Types of Transactions within Schedules
If the transaction model for a schedule is set to Include Transactions within the XLANG Schedule (the default setting), the schedule can contain transaction shapes. To add transactions to a schedule, drag the Transaction shape from the flowchart palette and position it to enclose all the actions that will take part in the transaction.
It is also possible to nest one or more transaction shapes within an outer transaction shape. A short-lived transaction groups a series of actions within its boundaries, but it cannot nest another transaction. Long-running transactions and timed transactions, however, can be used to group any combination of actions—short-lived transactions, long-running transactions, or timed transactions.

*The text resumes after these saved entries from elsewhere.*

Issue #128, opened 2017-07-27
[Proposal] Add ability to house multiple sites in one installation


adamkelso-rg:
Before going further, I'll specify that we're currently building out this functionality for a few things we need at work. This proposal is to see if Tighten would be interested in a pull request with the results when it's done. Thanks so much for releasing Jigsaw as open source.

## Overview
It would be nice to house multiple sites in one Jigsaw installation, with shared resources and views. This would allow several static sites to share resources, like templates or themes, and still have separate content and skins.

From the command line a user could then choose to build any specific site or all of them. This would be extremely helpful for occasions when a resource shared by multiple sites changes and everything needs to be updated.

## Our Current Plan
The idea so far has been to include a _config.php_ file in the root of the installation, specifying the source locations and build destination of each **domain**. During the build process, the build job iterates over each domain and simply loads it's specific config file and then builds like normal.

Also in the root config is a **namespaces** array that specifies source locations of views that can be turned into Laravel view modules. By doing so, any domain can use the namespaced resources with the syntax `@include('Module::folder.view')`.

Thanks again for the work on Jigsaw and the other Laravel community efforts.

damiani:
Yes, this would be a great addition. My initial thoughts are to keep the definition in the root `config.php` as simple as possible, so perhaps just a `sites` array with keys for each site that point to the `source` locations, and then let each individual site specify their build locations in their own `config.php` files. something like:

```php
return [
    'sites' => [
        'site-1' => 'source_main',
        'site-2' => 'source_secondary'
    ],
    'namespaces' => [
        'Shared' => 'shared_resources',
    ],
];
```

...then, you would run `jigsaw build site-1` for a single site, or just `jigsaw build` to build all of them.

I look forward to your PR!

adamkelso-rg:
Great!

That's pretty close to what I have so far, except I've been editing with the build destination in the root config.

```php
return [
    'domains' => [
        'directory-of-site-1' => 'build-destination-of-site-1',
        'directory-of-site-2' => 'build-destination-of-site-2'
    ],
    'namespaces' => [
        'parent' => 'parent-directory',
        'another' => 'somewhere-else'
    ]
];
```

However, I think you're right, it would make more sense to leave that in each site's configuration.

Also, I'm currently assuming the directories for each site have a **source** directory inside, and a **config.php** at the root of each site. This sound like a fair assumption to you, or do you think the exact source and exact config file should be specified in the sites array?

[...]

PR #130, opened 2017-07-28
Add Multiple Site Support

adamkelso-rg:
This PR is in response to issue #128 and adds the following conventions to support multiple sites.

1. If the installation should support multiple sites, the **config.php** in the root directory should contain a "sites" array with the keys being the short name of the site, and the values being the site location.

```php
// in /config.php

"sites" => [
    'site-1' => 'site-1',
    'site-2' => 'some-directory/site-2'
]
```

2. The directory destination each site points to should include a **source** directory, and a **config.php** file specific to that site. Each site's config file can follow the normal Jigsaw standards and also specify a build destination. HOWEVER, be aware that all build destinations are in relation to the root directory because the current working directory is not changed.
```php
// Example directory structure
/config.php
/jigsaw
/site-1
    /config.php
    /source
        /index.php
        /css
        /js
/some-directory
    /site-2
        /config.php
        /source
            /index.php
            /css
            /js
```

3. In the root **config.php** a new "modules" directory can specify the locations of view modules. These follow the standard Laravel convention that allows blade files to use a short `::` syntax to specify resource locations.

Note, however, that transactions cannot be nested deeper than two levels.
Properties for the transaction can be set by clicking Properties for the transaction shape, which displays the Transaction Properties dialog box. This allows the transaction to be named and the transaction type (timed, short-lived, or long-running) and other transaction properties to be set.
Additionally, On Failure code or Compensation code can be added to the schedule if appropriate. On Failure code creates a new page on the schedule (On Failure of Transaction page), which is used to design an alternate business process to handle the failure of the selected transaction. This option is available for all transactions (see "Transaction On Failure Processing" later in this article). Compensation code also creates a new page in the schedule (Compensation for Transaction page), which is used to design an alternate business process to undo the logical unit of work that was performed in a nested transaction that has already committed. This option is available only for nested transactions (see "Transaction Compensation Processing" later in this article).

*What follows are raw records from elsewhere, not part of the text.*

PR #118, opened 2017-07-02
Proof of concept: remote collections

DRogueRonin:
Proof of concept as suggested here: https://github.com/tightenco/jigsaw/issues/113
With my ideas from here: https://github.com/tightenco/jigsaw/issues/117

**config.php**
```
<?php

return [
    'baseUrl' => '',
    'production' => false,
    'collections' => [
        'posts' => [
            'remote' => function() {
                $posts[] = json_decode(file_get_contents('https://pokeapi.co/api/v2/pokemon/1/'));
                $posts[] = json_decode(file_get_contents('https://pokeapi.co/api/v2/pokemon/4/'));
                $posts[] = json_decode(file_get_contents('https://pokeapi.co/api/v2/pokemon/7/'));
                
                return array_map(function($v) {
                    return [
                        'extends' => '_layouts.master',
                        'section' => 'body',
                        'filename' => $v->name,
                        'title' => ucfirst($v->name),
                        'category' => $v->types[0]->type->name,
                        'date' => date('Y-m-d'),
                        'content' => "# {$v->name}\n<img src='{$v->sprites->front_default}'>", # refer to layout instead
                    ];
                }, $posts);
            },
            'path' => 'blog/{date|Y}/{filename}',
        ],
    ],
];
```

PR #136, opened 2017-08-07
Dispatcher Event/Listener after build completed

cmosguy:
Hey @damiani ,

I think I figured out a reasonable solution.  The idea here is we can implement Event classes based off the `Illuminate\Dispatcher`.  Then in the uses `bootstrap.php` they can hack in listeners as they so choose.

For example, my `bootstrap.php` for adding to Algolia is here:

```php
use Illuminate\Events\Dispatcher;
use TightenCo\Jigsaw\DataLoader;
use TightenCo\Jigsaw\Events\BuildHasCompleted;


$container->bind(Dispatcher::class, function ($c) {

    $dispatcher = new Dispatcher();

    $dispatcher->listen([BuildHasCompleted::class], function ($event) {
        $dotenv = new Dotenv\Dotenv(__DIR__);
        $dotenv->load();


        $client = new \AlgoliaSearch\Client(getenv('ALGOLIA_APP_ID'), getenv('ALGOLIA_ADMIN_API_KEY'));

        $index = $client->initIndex('prod_html');

        /** @var \TightenCo\Jigsaw\DataLoader $dataLoader */
        $dataLoader = $event->app->make(DataLoader::class);

        /** @var TightenCo\Jigsaw\Collection\Collection $siteData */
        $siteData = $dataLoader->load($event->app->buildPath['source'], $event->app->config);

        $siteDataArr = $siteData->toArray();

        $val = $index->addObjects($siteDataArr);

    });

    return $dispatcher;
});

```

Now, I know this is not the most elegant solution within the `bootstrap.php`.  I think the end goal here is to put the listeners into the `config.php` instead.  In fact, I still need to implement logic here that will only execute when the environment is  `production`.  In my example above, ignore the DotEnv stuff, I figured out that I can create a separate `config.production.php` for the Algolia API and SECRET keys. 

What I need to figure out how to do is wrap all this into a class.  Currently, this would mean i need to make a new composer.json entry that takes in psr-4 of the `source` directory and I put Listeners in there?  What would you recommend?

Cheers!
Adam

### DIFF
--- a/src/Console/BuildCommand.php
+++ b/src/Console/BuildCommand.php
@@ -37,8 +37,8 @@ class BuildCommand extends Command
 
         $this->app->make(Jigsaw::class)->build($env);
         /** @var $dispatcher Dispatcher */
-        $dispatcher = $this->app->make(Dispatcher::class);
-        $dispatcher->fire(new BuildHasCompleted(Jigsaw::class));
+//        $dispatcher = $this->app->make(Dispatcher::class);
+//        $dispatcher->fire(new BuildHasCompleted(Jigsaw::class));
         $this->info('Site built successfully!');
     }
 
--- a/src/Console/BuildCommand.php
+++ b/src/Console/BuildCommand.php
@@ -37,8 +37,8 @@ class BuildCommand extends Command
 
         $this->app->make(Jigsaw::class)->build($env);
         /** @var $dispatcher Dispatcher */
-//        $dispatcher = $this->app->make(Dispatcher::class);
-//        $dispatcher->fire(new BuildHasCompleted(Jigsaw::class));
+        $dispatcher = $this->app->make(Dispatcher::class);
+        $dispatcher->fire(new BuildHasCompleted(Jigsaw::class));
         $this->info('Site built successfully!');
     }
 
--- a/src/Console/BuildCommand.php
+++ b/src/Console/BuildCommand.php
@@ -38,7 +38,7 @@ class BuildCommand extends Command
         $this->app->make(Jigsaw::class)->build($env);
         /** @var $dispatcher Dispatcher */
         $dispatcher = $this->app->make(Dispatcher::class);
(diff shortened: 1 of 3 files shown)


damiani:
I definitely like the idea of firing a handful of events at various points in the build process for people to listen for—perhaps before the build starts, before and after each file is processed, and after the entire build completes. I think we need to come up with a few good real-world examples of how these various event hooks would be used, so we can tailor the solution.

pfeiferbit:
I could give you a real world example of how I would use it:

For every build process I want to consume the API of a Mantis bugtracking system to retrieve data for given bug IDs. I then want to use that piece of data like a collection of Markdown files in a folder, rendering each with a given template.

damiani:
@pfeiferbit That functionality will be covered in https://github.com/tightenco/jigsaw/pull/118, which is under development at the moment.

damiani:
@cmosguy I've combined your idea with a couple others into a new PR (https://github.com/tightenco/jigsaw/pull/189), take a look and let me know your thoughts there. With that feature, you can hook into events in `bootstrap.php` by adding them as closures or, for more complex code, separate classes. In your Algolia example, you would be able to add this code to `bootstrap.php` to index all your collections after they've been built:

```php
use AlgoliaSearch\Client;

$events->afterBuild(function ($jigsaw) {
    $objects = $jigsaw->getCollections()->flatten(1)->map(function ($item) {
        return [
            'title' => $item->title,
            'content' => $item->getContent(),
            'url' => $item->getUrl(),
        ];
    });

    (new Client($jigsaw->getConfig('algolia_app_id'), $jigsaw->getConfig('algolia_api_key')))
        ->initIndex('prod_html')
        ->addObjects($objects);
});
```

The `$jigsaw` variable (which is an instance of `TightenCo\Jigsaw`) gives the event listener access a bunch of new helper methods, so that getting/setting site information and reading/writing files is simpler for the user, without having to muck about with the internals of `DataLoader`.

The other transaction properties that can be set are:
- Timeout. This property sets the time a transaction is allowed to run before it will be automatically aborted or retried. This property cannot be set for long-running transactions.
- Retry count. This property determines the number of times a process within a short-lived transaction will be run if the process within the transaction does not complete. For each retry, the state of the application is reset to the starting point of the process within the transaction. This option is available only for short-lived transactions.
- Backoff time. This property determines the interval between each attempt to retry the transaction. The backoff time is used with the retry count value to determine how long to wait before the next transaction retry. The backoff value is exponential. A backoff value of 2 seconds results in intervals of 2, 4, 8, 16 seconds, and so on between each retry. The formula is B**R (B raised to the power of R), where B=backoff time and R=current retry count. If the backoff time of a specific transaction retry attempt is greater than 180 seconds, the XLANG schedule instance will be dehydrated to the persistence database immediately. This option is available only for short-lived transactions.
- Isolation level. The isolation level determines the degree to which data within concurrent transactions is accessible to each other. This option is available only for short-lived transactions. The choices are:
- Serializable to prevent concurrent transactions from making data modifications until the selected transaction is complete. This is the most restrictive of the four isolation levels.
- Read Uncommitted to allow concurrent transactions to make data modifications before the selected transaction is complete. This is the least restrictive of the four isolation levels.
- Read Committed to prevent the selected transaction from accessing data modifications in concurrent transactions until they are committed. This option is the Microsoft SQL Server default setting.
- Repeatable Read to require read locks until the selected transaction is complete.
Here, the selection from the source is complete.